En 1933 apareció en España un librito que recopilaba publicaciones periódicas, cartas públicas, entrevistas y declaraciones de Albert Einstein a lo largo de veinte años, titulado La lucha contra la guerra, editado por Nervio. Aparecía el científico como el modelo ético y moral de un pacifista militante que no dudó en oponerse al patriotismo nacionalista, a las autoridades o Estados, a la militarización de la sociedad y al negocio de las armas, que pidió el boicot económico y que mantuvo una posición activa en defensa de la paz mundial. En 1986 fue rescatado por Ediciones La Piqueta, y tal vez hoy, tantos años después y ante la coyuntura política, económica y social que vivimos, deba ser recuperado.

Si bien los años 30 del pasado siglo, cuando parecía que todo era posible, al menos en Europa, no fueron definitivamente buenos tiempos para la lírica, como cantara Brecht, las convulsas olas de violencias sistémicas no sólo no han menguado en lo que va del siglo XXI (a pesar de las Declaraciones Universales, los organismos internacionales o los actuales Objetivos de Desarrollo Sostenible para 2030), sino que se abren frentes continuos que atentan a la dignidad de mujeres y hombres y a nuestro legítimo derecho a vivir en paz.

Estos frentes de batallas, inherentes al orden dominante en el que habitamos, que van más allá de los conflictos entre Estados, ponen de manifiesto los males sociales y económicos de nuestro mundo: explotación, control de los bienes básicos, desigualdades e injusticias, pobreza, precarización de los trabajadores/as, autoritarismos, estructuras patriarcales y machistas, abusos sexuales, malos tratos, mil formas de violencia en definitiva. Es importante pensar entonces qué papel tiene la escuela, qué lugar ocupa ante esta realidad.

Un mapeo de estas formas de violencia nos coloca en una posición que nos permite ver con perplejidad imágenes de las calles de Madrid (y parte del Estado español) tomadas por derechistas a lo Trump que arrojan piedras, intimidan a los periodistas y transeúntes y cortan el tráfico defendiendo la unidad de España, como en los manuales de los años 40, grande y libre, frente al legítimo Gobierno en funciones de Pedro Sánchez y la futura ley de amnistía. ¿Qué sería de su genealogía familiar, la de esos mismos fascistas que ahora ocupan las calles, si durante la Transición democrática no hubiese habido una Ley de Amnistía que los salvara de la vergüenza de tener entre sus predecesores a genocidas o colaboradores del genocidio franquista? ¿Qué sería si en compensación por sus crímenes de lesa humanidad, durante cuarenta años de dictadura, el Estado les hubiese expropiado sus bienes para damnificar a las víctimas?
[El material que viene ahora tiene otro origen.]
PR #639, opened 2026-07-12
Split up Outbound and Inbound Activities

heyitsaamir:
Currently, `MessageActivity` / `TypingActivity` are used to represent both _outbound_ AND _inbound_ activities. These classes model the full activity shape, including fields that have no meaning on an outbound call. (`from`, `conversation`, `channelId`, `serviceUrl`, `timestamp`, etc.).

That creates confusing devex: callers can set fields that are ignored or overwritten by the send path, and it blurs the distinction between activities the app receives and activities the app sends.

In practice, apps only send two outbound activity types:

1. Message
2. Typing

This PR prototypes an outbound input model for those sendable activities:

- `ActivityInput` as the outbound base class
- `MessageActivityInput`
- `TypingActivityInput`
- `ActivityParams = IMessageActivityInput | ITypingActivityInput`

The inbound activity/router model stays unchanged, but app-facing send/create surfaces are now centered around outbound activity inputs.

## Backward compatibility

Now, existing code often does:

```ts
ctx.send(new MessageActivity().withText("hi"))
```

To keep that working, this PR keeps accepting `MessageActivity` and `TypingActivity` on send surfaces through deprecated overloads. When those legacy builders are passed to `send`, they are converted into `MessageActivityInput` / `TypingActivityInput` before sending.

That gives users migration guidance without breaking existing code:

So now, this is the more correct code:
```ts
ctx.send(new MessageActivityInput().withText("hi"))
```
But this continues to work:
image

The conversion intentionally drops server-populated fields like `from`, `conversation`, `channelId`, and `serviceUrl` so the wire payload matches what the app is actually allowed to send.

## Non-sendable activity cleanup

`ActivityParams` remains the outbound input union. Non-sendable activity types such as `messageUpdate`, `messageDelete`, `messageReaction`, and invoke feedback are not accepted by activity create/send APIs, so we removed those.

Call sites that previously tried to create those activity types were updated to use the appropriate APIs instead, such as update, delete, and reaction endpoints.


packages/api/src/activities/activity.ts
```diff
@@ -119,6 +119,243 @@ export interface IActivity<T extends string = string> {
...
+  withRecipient(value: Account, isTargeted: boolean = false) {
+    this.recipient = { ...value, isTargeted: isTargeted ? true : undefined };
+    return this;
+  }
+
+  withReplyToId(value: string) {
+    this.replyToId = value;
+    return this;
+  }
+
```
heyitsaamir, line 233: These convenient methods that only apply to outbound activities should be deprecated on Activity

packages/api/src/activities/typing.ts
```diff
@@ -7,6 +7,94 @@ export interface ITypingActivity extends IActivity<'typing'> {
...
+      entities: activity.entities,
+      channelData: activity.channelData,
+      text: activity.text,
+    });
+  }
+
+  /**
+   * The text content of the message.
+   */
+  withText(value: string) {
```
heyitsaamir, line 86: Can typing have text? For streaming?

packages/apps/src/activity-sender.ts
```diff
@@ -14,36 +21,42 @@ export class ActivitySender implements IActivitySender {
...
+  async send(activity: ActivityParams | DeprecatedInputActivity, ref: ConversationReference): Promise<SentActivity> {
     // Create API client for this conversation's service URL
     const api = new Client(ref.serviceUrl, this.client);
+    const params = toActivityParams(activity);
 
-    // Merge activity with conversation reference
-    activity = {
-      ...activity,
+    // Merge activity with conversation reference for the wire payload.
+    const payload = {
```
heyitsaamir, line 36: Can payload be Imessageactivityinput?

packages/apps/src/http/http-stream.ts
```diff
@@ -408,29 +409,30 @@ export class HttpStream implements IStreamer {
       throw new StreamCancelledError();
     }
 
-    activity = {
-      ...activity,
+    const params = toActivityParams(activity);
+    const payload = {
```
heyitsaamir, line 458: Same

packages/devtools/src/components/Feedback/Feedback.tsx
```diff
@@ -111,26 +107,8 @@ const Feedback: FC<FeedbackProps> = ({
         childLog.error('Missing message id');
         return;
       }
-      const originalActivity = findByMessageId(value.id);
```
heyitsaamir, line 114: What would be the impact of not changing anything in devtools package?

packages/api/src/activities/activity.ts
```diff
@@ -119,6 +119,243 @@ export interface IActivity<T extends string = string> {
...
+ * fields such as `from`, `conversation`, `channelId`, `serviceUrl`, and timestamps are
+ * filled by the sender or service, not by callers constructing outbound input.
+ */
+export interface IActivityInput<T extends string = string> {
+  readonly type: T;
+  id?: string;
+  recipient?: Account;
+  replyToId?: string;
+  entities?: Entity[];
+  channelData?: ChannelData;
```
heyitsaamir, line 159: include js docs (for this and below, and other new public facing classes / interfcaes)

packages/api/src/activities/message/message.ts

Qué suerte tuvieron con la Ley de Amnistía y desmemoria. A pesar de todo el ruido y el espectáculo, podemos decir que ni Oriol Junqueras, encarcelado durante cuatro años, junto a otros los presos políticos, ni Carles Puigdemont, tienen sus manos manchadas de sangre.
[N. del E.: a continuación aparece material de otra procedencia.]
PR #653, opened 2026-07-17
fix(apps): add opt-out for per-activity user token lookup

### LINKED ISSUE #652: [Bug]: user token is fetched on every inbound activity even when `ctx.userGraph` is never used
### Summary

`app.process.ts` calls the Bot Framework user-token service on **every inbound activity**, before the context is built, even when the app never reads `ctx.userGraph`:

https://github.com/microsoft/teams.ts/blob/main/packages/apps/src/app.process.ts#L81-L87

The fetched `userToken` has effectively one consumer (the `userGraph` client / `isSignedIn`). For apps that don't call Graph *as the user* — especially those with no OAuth connection provisioned for the default `graph` connection — this is a wasted round-trip on the hot path of every turn that returns `404` every time and marks each httpx/OTel span as an error.

This is the TypeScript counterpart of the Python bug: microsoft/teams.py#506 (full analysis there).

### Expected

Don't issue the request when its result is unused — either fetch lazily on first access of `ctx.userGraph` / `ctx.userToken`, or add an opt-out. TS is already close: `userGraph` receives the token as a lazy thunk (`token: () => userToken`); it just resolves it eagerly first.

### Notes

- No opt-out today: `skipAuth` governs only inbound JWT validation.
- The Python SDK is addressing this with an auto-detected `fetch_user_token` flag (skips the lookup unless an OAuth connection is explicitly configured); a parallel approach fits TS.

corinagum:
## Problem

Fixes #652

Every inbound activity triggers an eager Bot Framework `getUserToken` call, even when the app never uses `ctx.userGraph` / `ctx.isSignedIn`. For apps with no OAuth connection this adds latency per turn and emits ERROR spans (404s from the token service).

## Change (non-breaking)

Adds a `fetchUserToken` option to `OAuthSettings` that gates the eager token lookup.

- **Auto-detect default:** when unset, the lookup is skipped unless OAuth is explicitly configured (i.e. `oauth.defaultConnectionName` was provided by the user). Apps with no OAuth connection stop paying the cost with no config change.
- **Explicit override:** set `oauth.fetchUserToken: true` to force the lookup, or `false` to always skip it.

OAuth-configured apps are unchanged.

## Edge case

Apps that rely on the default `"graph"` connection *without* explicitly passing `oauth.defaultConnectionName`, and read `ctx.isSignedIn` / `ctx.userGraph`, will now see the fetch skipped. They must set `oauth.fetchUserToken: true`.

## Verification

- `eslint` clean; `tsc` build ok; all apps tests pass (added a `user token lookup` describe block).
- In-process transport check (no network): default app = **0** GetToken calls, OAuth app = **1** (unchanged), explicit opt-out = **0**.

The breaking full-laziness change (fetch on first access of `userGraph`, deprecate `isSignedIn`/`userToken`) is deferred to 2.1.

### DIFF
--- a/packages/apps/src/app.process.spec.ts
+++ b/packages/apps/src/app.process.spec.ts
@@ -349,4 +349,62 @@ describe('App', () => {
       expect(errors[0].activity).toBeDefined();
     });
   });
+
+  describe('user token lookup', () => {
+    const userActivity = new MessageActivity('hi', {
+      id: 'a1',
+      channelId: 'msteams',
+      from: { id: 'user-1', name: 'User' },
+      conversation: { id: 'c1' },
+      recipient: { id: 'bot' },
+    } as Partial<IMessageActivity>);
+
+    it('does not fetch the user token when no OAuth connection is configured', async () => {
+      const testApp = createTestApp();
+      testApp.start();
+      const spy = jest.spyOn(testApp.api.users, 'getToken');
+
+      await testApp.process({ token, body: userActivity });
+
+      expect(spy).not.toHaveBeenCalled();
+      testApp.stop();
+    });
+
+    it('fetches the user token when an OAuth connection is configured', async () => {
+      const testApp = createTestApp({ oauth: { defaultConnectionName: 'graph' } });
+      testApp.start();
+      const spy = jest
+        .spyOn(testApp.api.users, 'getToken')
+        .mockResolvedValue({ token: 'user-token' } as any);
+
+      await testApp.process({ token, body: userActivity });
+
+      expect(spy).toHaveBeenCalledTimes(1);
+      testApp.stop();
+    });
+
+    it('honors an explicit fetchUserToken=false override even when OAuth is configured', async () => {
+      const testApp = createTestApp({ oauth: { defaultConnectionName: 'graph', fetchUserToken: false } });
+      testApp.start();
+      const spy = jest.spyOn(testApp.api.users, 'getToken');
+
+      await testApp.process({ token, body: userActivity });
+
+      expect(spy).not.toHaveBeenCalled();
+      testApp.stop();
+    });
+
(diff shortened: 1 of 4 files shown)


heyitsaamir:
* `fetchUserToken` -> `automaticallyFetchUserToken`?
* Ideally, I think we should try and deprecate this behavior. It's a poor default we have.
* I think a workaround we can have by default is to try once (the first first time a request comes in), if the connection isn't found, keep that in state, and never try again. This way we pay the price once at-most without breaking everyone.

corinagum:
@heyitsaamir 
1. Leaning towards keeping `fetchUsertoken`. It's a simple on/off for the fetch, and "automatic" is regarding the default behavior (whether an OAuth connection is configured), not the flag's meaning to force a fetch. 
2. Yes, hence breaking change deferred to 2.1
3. We can't tell "connection not fround" apart from "user not signed in"
  - teams.ts  app.oauth.ts  and teams.net /core `OAuthFlow.cs` both bucket 404/400/412 together as "no token / show sign-in card," and only treat other codes as distinguishable failures. Neither has any notion of "connection missing" as a separate case.
  - Did a live probe against `token.botframework.com`, three cases:
      - connection not configured > 404, empty body
      - connection exists (real Aadv2 connection) + user not signed in > 404, empty body
      - bogus name > 404, empty body
  - All three are identical: bare 404, empty body, no error code or message. There's no `TokenResponse` payload to inspect.
 - Caching on the 404 would inevitably cache legitimate not-signed-in users and permanently break their sign-in after their first pre-auth message. The condition of app-level "connection missing" is indistinguishable from a transient user-level state at this boundary.

Proposed: land this PR as-is, keep to 2.1 for the deprecation, and park the negative-cache idea pending the connection-level approach.

MehakBindra (approved):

Igualmente, asistimos estupefactos a la escasa condena de los países occidentales al exterminio que los sionistas israelíes están llevando a cabo desde hace décadas, pero con magnitud espeluznante desde hace poco más de un mes en la franja de Gaza y Cisjordania. Según cifras de la organización ‘Save de Children’, en los últimos 30 días “4.008 niños y niñas han muerto en Gaza y otros 1.270 están desaparecidos, presuntamente sepultados bajo escombros”. Muros de la vergüenza (en Gaza o en México), expolio, ocupación, ataques a hospitales y a la población civil como objetivo militar… Continúa, asimismo, para escarnio de Occidente, la guerra en Ucrania, desde febrero de 2022… ¿Datos, números, bajas? Todo se contamina del lenguaje bélico, de ataques y armas, refugiados, éxodos, combates, misiles, toma de posiciones, muerte…
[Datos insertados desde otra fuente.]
PR #654, opened 2026-07-20
Add OpenTelemetry HTTP middleware

heyitsaamir:
Adds the first cut of OpenTelemetry observability across the TS Teams SDK runtime.

## Why

This gives developers a real trace through the SDK: inbound activity → handler → outbound Teams API call → auth. Makes it way easier to debug whether Teams called us, whether the handler ran, whether we sent the reply, and which auth flow was used.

Más allá de los Estados, de los intereses geopolíticos o geoestratégicos, otras formas de violencia nos envuelven. Son a veces sutiles, nos quiebran, nos matan un poco, aunque sigamos respirando, dejan huellas indelebles en nuestros espíritus, pues ya no somos los mismos después de haberlas sufrido. La ejercen serpientes camaleónicas, con sus pieles múltiples ante la sociedad, sus lenguas bífidas. Son los mentirosos, los hipócritas, los cobardes, vestidos de curas o de respetables ciudadanos cívicos, incluso solidarios. Así, un reciente informe sobre los abusos sexuales por parte de la Iglesia Católica, realizado por el equipo del Defensor del Pueblo, Ángel Gabilondo, denuncia que al menos 440.000 personas, en su mayoría menores, han sido abusados por miembros del Clero en España, fundamentalmente en el ámbito escolar. ¿Cómo recuperar una vida? ¿Quién reconstruye una infancia robada? Por otra parte, según la Delegación de Gobierno contra la Violencia de Género, ya han sido asesinadas en este año 52 mujeres en España víctimas de esta forma de violencia, dejando 51 huérfanos menores de edad… Son miles las denuncias. ¿Cuántos horrores en el espacio de una casa? ¿Cuánto silencio impuesto hasta la asfixia? ¿Cuánto grito callado?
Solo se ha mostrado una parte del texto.